Recent upgrades have been underpinned by improving fundamentals such as rising income levels, structural reforms and declining ratios of public debt to GDP and net external debt to exports.
Fitch expects GDP in emerging Europe to grow by a robust 5.7% in 2007 and 5.4% in 2008, after 6.6% in 2006. However, easing global growth, rising interest rates and uncertainty over the direction of commodity prices and risk appetite make the economic and financial environment somewhat less favourable than in 2006.
Low G3 real interest rates have helped to fuel rapid real M2 growth of 22% in 2006 (8% for the world as a whole) and median real bank private sector credit growth of 24%. The main downside risk is an abrupt tightening of global liquidity in the context of sizeable imbalances in many countries, in Fitch's view.
Financial markets in the region have been some of the hardest hit by periodic bouts of global market volatility. In part this reflects emerging Europe's huge external financing needs (current account deficits plus medium- and long-term amortisation), which Fitch forecasts at $217bn in 2007 by far the largest of any emerging market region. Latvia's current account deficit reached 21% of GDP last year.
Fitch projects emerging Europe's sovereign eurobond issuance at only $16bn in 2007 as issuers continue to switch financing to domestic debt markets. In contrast, the private sector issued some $43bn in eurobonds in 2006 and $20bn in Q107, underlining that the region's credit boom is a private-sector story.
Indeed, Fitch estimates that gross public external debt rose by just $2bn in 2006 and net public debt fell $185bn (as reserves increased), while private gross external debt jumped by $133bn. Nonetheless, as highlighted by the Asian crisis, sovereigns cannot fully insulate themselves from financial distress in the private sector.

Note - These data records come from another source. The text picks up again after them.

PR #797, opened 2026-05-18
feat: make optional 'Max output tokens per model'

ido177:
Added configurable max_output_tokens per provider/model in Project Settings, while keeping 16,000 as the default fallback.

This change fixes provider-side failures where a global hardcoded value exceeded model limits (for example, models capped at 4096 total tokens), causing requests to be rejected before generation. Making the limit model-specific keeps current behavior by default, but allows safe overrides for constrained models/endpoints and prevents runtime token-limit errors.

```
[ERROR] [agent] Agent stream error: 
Error: max_output_tokens=16000 cannot be greater than 
max_model_len=max_total_tokens=4096. Please request fewer output tokens. (parameter=max_output_tokens, 
value=16000)
```

Screenshot 2026-05-18 at 2 13 10 PM

### DIFF
--- a/apps/backend/src/queries/project.queries.ts
+++ b/apps/backend/src/queries/project.queries.ts
@@ -195,6 +195,14 @@ export const updateAgentSettings = async (projectId: string, settings: AgentSett
 	const next: AgentSettings = {
 		...current,
 		...settings,
+		llm: {
+			...current.llm,
+			...settings.llm,
+			maxOutputTokensByProviderModel: {
+				...current.llm?.maxOutputTokensByProviderModel,
+				...settings.llm?.maxOutputTokensByProviderModel,
+			},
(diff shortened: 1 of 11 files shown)


Bl3f:
For which model this error was encountered? Because I'm not fond of this because it clutters the UI and I'd keep for the moment the max value in provider-meta.ts

ido177:
I encountered this issue while integrating our custom model. After making the limit configurable, the model started working correctly

The main issue is that for some models, the token limit cannot be adjusted dynamically on the provider side without affecting other services that rely on the same configuration. In such cases, keeping a hardcoded global value causes requests to fail before generation starts

From what I can see, this is currently the only practical way to support models with lower token limits without introducing runtime token limit errors

PR #800, opened 2026-05-19
Fix timestamp type for period calculation of providers budget  in Postgres

socallmebertille:
## Summary

- Issue : Postgres returned an error when calculating the budget overrun for budgets allocated to model providers because it did not receive the value with the correct data type
- Solution : Make the CASE expression return a real timestamp on Postgres by emitting the cast inline


Bl3f:
Automation triage check: reviewed for merge readiness on behalf of christophe@getnao.io.

PR #802, opened 2026-05-19
fix: disable clarification tool during test runs

### LINKED ISSUE #792: Agent should not ask for clarification during tests
When using the `nao test` framework I'm getting some failed tests because the agent asks for clarification.

The agent should know that in test runs the user cannot give input so it should either make assumptions and give its best attempt or it should reply that it cannot answer.

ClaireGz:
## Summary
- Adds a `testMode` flag to `AgentChat`, set automatically in `TestAgentService.runTest()`
- Removes the `clarification` tool from the agent's toolset during test runs so the agent cannot call it
- Removes `clarification` from the `stopWhen` conditions in test mode
- Adds a "Test Mode" section to the system prompt instructing the agent to make assumptions or state it cannot answer instead of asking for clarification

## Test plan
- [ ] Run `nao test` with prompts that previously triggered clarification — agent should now attempt an answer
- [ ] Run `nao test` with unambiguous prompts — no behavior change expected
- [ ] Verify interactive chat still has the clarification tool available and working

Closes #792

🤖 Generated with [Claude Code](https://claude.ai/code)

### DIFF
--- a/apps/backend/src/agents/tools/index.ts
+++ b/apps/backend/src/agents/tools/index.ts
@@ -31,13 +31,18 @@ export const tools = {
 	suggest_follow_ups: suggestFollowUps,
 };
 
-export const getTools = (agentSettings: AgentSettings | null, extraTools?: Record<string, unknown>) => {
+export const getTools = (
+	agentSettings: AgentSettings | null,
+	extraTools?: Record<string, unknown>,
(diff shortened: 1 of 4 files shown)


Bl3f (commented):
LGTM

PR #824, opened 2026-05-21
fix(skills): use nao init --no-tty in setup-context skill

ClaireGz:
## Summary
- Update the `setup-context` skill to use `nao init --no-tty` instead of running `nao init` interactively
- Matches the non-interactive mode added in #809 — the flag skips all prompts, scaffolds folders, and auto-installs deps when a pre-written `nao_config.yaml` exists
- Strengthens the guardrail to explicitly forbid running `nao init` without the flag

## Test plan
- [ ] Verify the `setup-context` skill runs `nao init --no-tty` without hanging on prompts
- [ ] Confirm folder scaffolding and dependency install still work end-to-end

### DIFF
--- a/skills/setup-context/SKILL.md
+++ b/skills/setup-context/SKILL.md
@@ -28,12 +28,12 @@ Send a single message asking for:
 
 2. **Write `nao_config.yaml`** from the answers (skeleton in appendix below).
 
-3. **Run `nao init`** — it detects the existing yaml and offers to update; confirm. Folder scaffold gets created. Say "no" to optional providers (skills / MCPs / Notion / Slack); edit the yaml directly afterwards if needed.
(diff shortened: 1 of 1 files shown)


skills/setup-context/SKILL.md
```diff
@@ -28,12 +28,12 @@ Send a single message asking for:
 
 2. **Write `nao_config.yaml`** from the answers (skeleton in appendix below).
 
-3. **Run `nao init`** — it detects the existing yaml and offers to update; confirm. Folder scaffold gets created. Say "no" to optional providers (skills / MCPs / Notion / Slack); edit the yaml directly afterwards if needed.
+3. **Run `nao init --no-tty`** — it detects the pre-written yaml, skips all prompts, scaffolds the folder structure, and auto-installs missing dependencies. No interactive confirmation needed.
```
Bl3f, line 31: should add the --name param as well (that has been just added)

Bl3f:
up

Bl3f (approved):
LGTM

PR #855, opened 2026-05-27
fix(cli): forward base_url to Anthropic client in template engine

d-axel-b:
The Anthropic provider in _generate_anthropic() was ignoring the base_url from nao_config.yaml, preventing users behind custom proxies from using the Anthropic provider in the CLI.

Necessary to run nao sync with ai-summary


Bl3f:
Ty @d-axel-b

PR #902, opened 2026-06-10
Add tool call density (compact/detailed) + user pref table

Bl3f:
Screenshot 2026-06-10 at 02 04 52

Added a tool call density setting to compact or not SQL / sandbox tools.

Screenshot 2026-06-10 at 02 05 26

Screenshot 2026-06-10 at 02 05 39

---

> [!NOTE]
> **Low Risk**
> Additive schema and user-scoped preference APIs; no changes to auth or billing paths beyond normal protected user mutations.
> 
> **Overview**
> Introduces **per-user preference storage** so settings can follow the account instead of living only in the client. Migration **0048** adds a `user_preference` row per user (JSON `preferences`, timestamps, cascade delete on `user`) for both Postgres and SQLite, with Drizzle schema and journal updates.
> 
> That store backs a new **tool call density** preference (**compact** vs **detailed**). Users can change it in settings; the backend exposes read/update via authenticated user APIs, and chat rendering uses the value when grouping tool steps (e.g. SQL / sandbox calls) so compact mode shows less UI noise.
> 
> <sup>Reviewed by [Cursor Bugbot](https://cursor.com/bugbot) for commit 00ec1de8318dcb66d40511b5c1f45e2a669e1b91. Bugbot is set up for automated code reviews on this repo. Configure [here](https://www.cursor.com/dashboard/bugbot).</sup>


apps/backend/src/trpc/user.routes.ts
```diff
@@ -76,6 +78,20 @@ export const userRoutes = {
 			});
 		}),
 
+	getPreferences: protectedProcedure.query(async ({ ctx }) => {
```
socallmebertille, line 82: I think that it should at least be `projectProtectedProcedure` with a `user.id` check or create a procedure that does both so it can be re-used even on the route below

socallmebertille (approved):
LGTM 👍

apps/backend/src/trpc/user.routes.ts
Bl3f: I think it can stay protectedProcedure, because the userPref is not related to project i'd say

PR #915, opened 2026-06-15
fix(backend): serialize list_stories timestamps to ISO strings

### LINKED ISSUE #914: list_stories MCP tool returns Date objects and fails output validation
Calling the `list_stories` MCP tool errors out instead of returning stories. In `apps/backend/src/mcp/tools/asset-tools.ts` the handler builds `structuredContent` with `createdAt`/`updatedAt` taken straight from the Drizzle row — those are `Date` objects — but the tool's `outputSchema` declares both as `z.string()`. The SDK validates `structuredContent` against the schema, so the `Date` fails `z.string()` and the whole call fails.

Political risks continue to weigh on several countries in the region. In the new EU member states, risks include election uncertainty, weak coalition governments, populism, reform fatigue and euro-scepticism. Event risk is an issue in countries with less established democratic institutions. Russia and Turkey face both parliamentary and presidential elections over the next 12 months, while Romania, Serbia and Ukraine are mired in political crises.